PR #1687, opened 2020-10-20
Use ChainEvent enum

wemeetagain:
- add thorough comments on `ChainEvent` and members
- use `ChainEvent` throughout
- remove `voluntaryExit` event, derivative of `block` event


twoeths (approved):
lgtm

Issue #1053, opened 2020-06-25
Save ENR to disk on ENR update


wemeetagain:
See https://discordapp.com/channels/593655374469660673/593655641445367808/725848665327140917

....................

* ACTION ITEM:
In your response, reproduce the records exactly, every one.

* TASK OUTPUT:
PR #1687, opened 2020-10-20
Use ChainEvent enum

wemeetagain:
- add thorough comments on `ChainEvent` and members
- use `ChainEvent` throughout
- remove `voluntaryExit` event, derivative of `block` event


twoeths (approved):
lgtm

Issue #1053, opened 2020-06-25
Save ENR to disk on ENR update


wemeetagain:
See https://discordapp.com/channels/593655374469660673/593655641445367808/725848665327140917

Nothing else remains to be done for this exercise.